10. Are you in love or infatuated?

Linking in with lesson number six, it's more of question but the lesson is in the words. It can be hard to decipher whether you're in love or infatuated but it is important to do so because staying long term in the infatuation of it all can lead to resentment, disappointment and discontentment. The intense dopamine feels good for a moment, because "wow they're so attractive and the sexual chemistry is insane", but you probably don't like or love this person for who they are but more so for your idea. Idea of the relationship you could have or idea of the person that they truly are not. I strongly believe there is going to be someone better suited out there, don't stay with someone you don't even like waiting on the potential of how it could be. 3 months, or 10 years down the line its always going to be "how it could be" not "how it is".

In the end, we all want someone to share our chips with. Someone to share, to love, to feel safe and comfortable with. But seriously I don't share my chips with just anyone. 

We've heard it all before "they'll come when you least expect it", but I believe love will come when it's supposed to. We have almost no control over how our life goes, sure we can make a series of choices to create what some may call a "destiny" but when the unthinkable and unexpected happens, there is no plan other than to get through it.
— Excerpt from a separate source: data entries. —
PR #206, opened 2022-07-20
Present context menu when tapping and holding links in reader

dskuza:
## Summary

Presents a context menu to the user when tapping and holding links from text views in the reader.

## References 

IN-618

### Presentation

`ArticleComponentTextView` handles adding a `UIContextMenuInteraction` _to_ the text view, so that we can handle long presses. However, a `UITextView` adds its own context menu interaction upon initialization, so we have to filter out these existing context menu interactions and remove them, so we can handle our own. `ArticleComponentTextView` then handles the context menu interaction, only requesting a context menu when the location of the tap is _on_ a link. A request for the context menu to present is then requested up the delegate chain, finally reaching `ReadableViewController`. This view controller requests "external actions" (actions for links aside from the item url itself) from a `ReadableViewModel`, which provides 4 `ItemAction`s: save, open, copy, and share. These `ItemAction`s are used when presenting other context menus within the app, so it made sense (to me) to utilize them again. 

### Save

Save updates `PocketSource` to add a generic `save(url:)` function. This function will check if a `SavedItem` exists for the provided url, and if so, unarchive it (which will mark `isArchived` as false, and update `createdAt` to move the item to the top of the list). Unarchive performs a save operation on an item just as saving does, so it seemed fair to just call "unarchive" to capture both unarchive and move-to-the-top-of-the-list behaviors. If a `SavedItem` does _not_ exist, one will be created, and `save(item:)` will be called, which will perform a save operation, resolving the save via GraphQL query and updating Core Data (thus reflecting the change in My List).

### Open

The open item action piggybacks off of a `ReadableViewModel`'s `presentedWebReaderURL`, which is already subscribed to in a coordinator to appropriately present a `SFSafariViewController` for a provided url.

### Copy

The copy action simply uses `UIPasteboard.general` to set its current value to a url.

### Share

The share action piggybacks off of a `ReadableViewModel`'s `sharedActivity`, which is already subscribed to in a coordinator to appropriately present a share sheet.

## Test Steps

- [x] Given I am reading an article, when I tap and hold a link, a context menu should appear.
- [x] Given I have opened the context menu, when I look at the menu, I should see a preview of the link.
- [x] Given I have opened the context menu, when I tap "Save", the link should be saved to "My List"
- [x] Given I have opened the context menu, when I tap "Save" and the link had previously been saved, it should move to the top of My List
- [x] Given I have opened the context menu, when I tap "Save" and the link had been archived, it should move to the top of My List
- [x] Given I have opened the context menu, when I tap "Open", it should open the article in a browser view
- [x] Given I have opened the context menu, when I tap "Copy link", it should copy the link to the system clipboard
- [x] Given I have opened the context menu, when I tap "Share", it should open a share sheet for the link

## PR Checklist:
- [x] Added Unit / UI tests
- [x] Basic Self QA

## Screenshots

Simulator Screen Shot - iPhone 13 Pro - 2022-07-19 at 15 58 07

### DIFF
--- a/PocketKit/Sources/PocketKit/Article/Cells/ArticleComponentTextCell.swift
+++ b/PocketKit/Sources/PocketKit/Article/Cells/ArticleComponentTextCell.swift
@@ -6,6 +6,7 @@ import UIKit
 protocol ArticleComponentTextCellDelegate: AnyObject {
     func articleComponentTextCell(_ cell: ArticleComponentTextCell, didShareText: String?)
     func articleComponentTextCell(_ cell: ArticleComponentTextCell, shouldOpenURL url: URL) -> Bool
+    func articleComponentTextCell(_ cell: ArticleComponentTextCell, contextMenuConfigurationForURL url: URL) -> UIContextMenuConfiguration?
 }
 
 // An object that conforms to this protocol is capable of delegating actions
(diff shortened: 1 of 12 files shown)


PocketKit/Sources/PocketKit/Article/Cells/ArticleComponentTextCell.swift
```diff
@@ -48,6 +57,11 @@ class ArticleComponentTextView: UITextView {
         isEditable = false
         isScrollEnabled = false
         delegate = self
+
+        interactions
+            .filter { type(of: $0) == UIContextMenuInteraction.self }
+            .forEach { removeInteraction($0) }
+        addInteraction(UIContextMenuInteraction(delegate: self))
```
jacobsimeon, line 64: 😎

PocketKit/Sources/Sync/PocketSource.swift
```diff
@@ -499,3 +499,19 @@ extension PocketSource {
...
+            unarchive(item: savedItem)
+        } else {
+            let savedItem: SavedItem = space.new()
+            savedItem.url = url
+            savedItem.createdAt = Date()
+            try? space.save()
+
+            save(item: savedItem)
+        }
+    }
```
jacobsimeon, line 516: 👍

PocketKit/Sources/PocketKit/Article/Cells/ArticleComponentTextCell.swift
```diff
@@ -1,11 +1,13 @@
 import UIKit
+import SafariServices
```
jacobsimeon, line 2: Is this import still needed? Can't tell what we're using from this framework

PocketKit/Sources/PocketKit/Article/Cells/ArticleComponentTextCell.swift
```diff
@@ -25,19 +27,26 @@ extension ArticleComponentTextCell {
...
+        return delegate?.articleComponentTextCell(self, contextMenuConfigurationForURL: url)
+    }
 }
 
 // An object that conforms to this protocol is able to respond to (overridden)
 // events that occur within a PocketTextView.
 protocol ArticleComponentTextViewDelegate: AnyObject {
     func pocketTextViewDidSelectShareAction(_ textView: ArticleComponentTextView)
     func pocketTextView(_ textView: ArticleComponentTextView, shouldOpenURL url: URL) -> Bool
+    func pocketTextView(_ textView: ArticleComponentTextView, contextMenuConfigurationForURL url: URL) -> UIContextMenuConfiguration?
```
jacobsimeon, line 41: Looks like we've had some naming drift when it comes to these methods. The class is `ArticleComponentTextView` but all the methods start with `pocketTextView(_:)`. Whatdya say we rename one or the other to keep things consistent? (I think renaming the methods makes the most sense here)

jacobsimeon (commented):
Nicely done! 

This is 99.9% of the way there, just a couple minor things to address while we're in this code.

PocketKit/Sources/PocketKit/Article/Cells/ArticleComponentTextCell.swift
jacobsimeon: Also `$0 is UIContextMenuInteraction` could work. Not necessary by an means, but would eliminate a touch of noise in the filter condition

dskuza:
@jacobsimeon Changes here: 7aa75228bc28cc9a7fc54fdf5140d9f327fcfde7

I'm thinking once this is approved, I'll squash the two commits.

jacobsimeon (approved):
v nice

PR #209, opened 2022-07-20
Retry immediately on refresh

jacobsimeon:
## Summary
Sometimes network operations fail due to lack of connectivity or server errors. When this happens, those operations go into a "paused" state until they receive a signal to try again. That signal is sent at various times in the app lifecycle.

How we choose to perceive the world creates the world we see. Heartbreak can leave us genuinely feeling like we're dying but if it's to experience love, somehow in the depths of our melancholy it reminds us, we're human. Like pinching yourself to see if you're still dreaming. With heartbreak comes lessons and how do we know how to not repeat history if we don't learn lessons. Sometimes learning the lessons that come out of it is the only way to get through it. 
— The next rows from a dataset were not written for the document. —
PR #210, opened 2022-07-21
Home: open item when tapping on recent save

dskuza:
## Summary

Add support for opening a recent save (either in Safari or in the reader) on tap.

## References 

IN-690

## Implementation Details

The biggest change here is moving from the `selectedReadableViewModel` to a more generic `selectedReadableType` enum, which supports two cases: recent save, and recommendation. I was hoping that we could just repurpose `ReadableViewModel` and publish a property of this type so that we could subscribe to all published properties in one spot, but there is one difference that prevented me from doing so: the fact that a `RecommendationViewModel` has to support reporting a recommendation, which I did not want to just add to the `ReadableViewModel` protocol since it is not shared with a `SavedItemViewModel`. Otherwise, everything is handled the same - tapping an item (recent save or recommendation) updates `selectedReadableType` as the corresponding case with the appropriate view model. For either case, the coordinators are subscribed to this new property, and then subscribe to the correct published properties of the new value's associated type (i.e view model), also presenting the correct view as necessary.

No matter which side you feel you're on with these lessons, it's not about right and wrong and we've all most likely found ourselves on both sides. These are based off my personal opinions, experiences and what I've learnt through witnessing other people's experiences. I didn't write this with the intention of it being some profound piece that blows the minds of everyone who reads it. Maybe you knew all this, maybe you learnt something new and maybe you don't agree with anything I wrote, but I want to ensure I haven't disheartened anyone in pursuing love platonically or romantically. So, I will leave you with this:

Don't let your experiences make you cynical and pessimistic. Vulnerability and sensitivity is here to be shared. Love is here to be felt and experienced but before you go looking for love, recognise and feel it is within you first.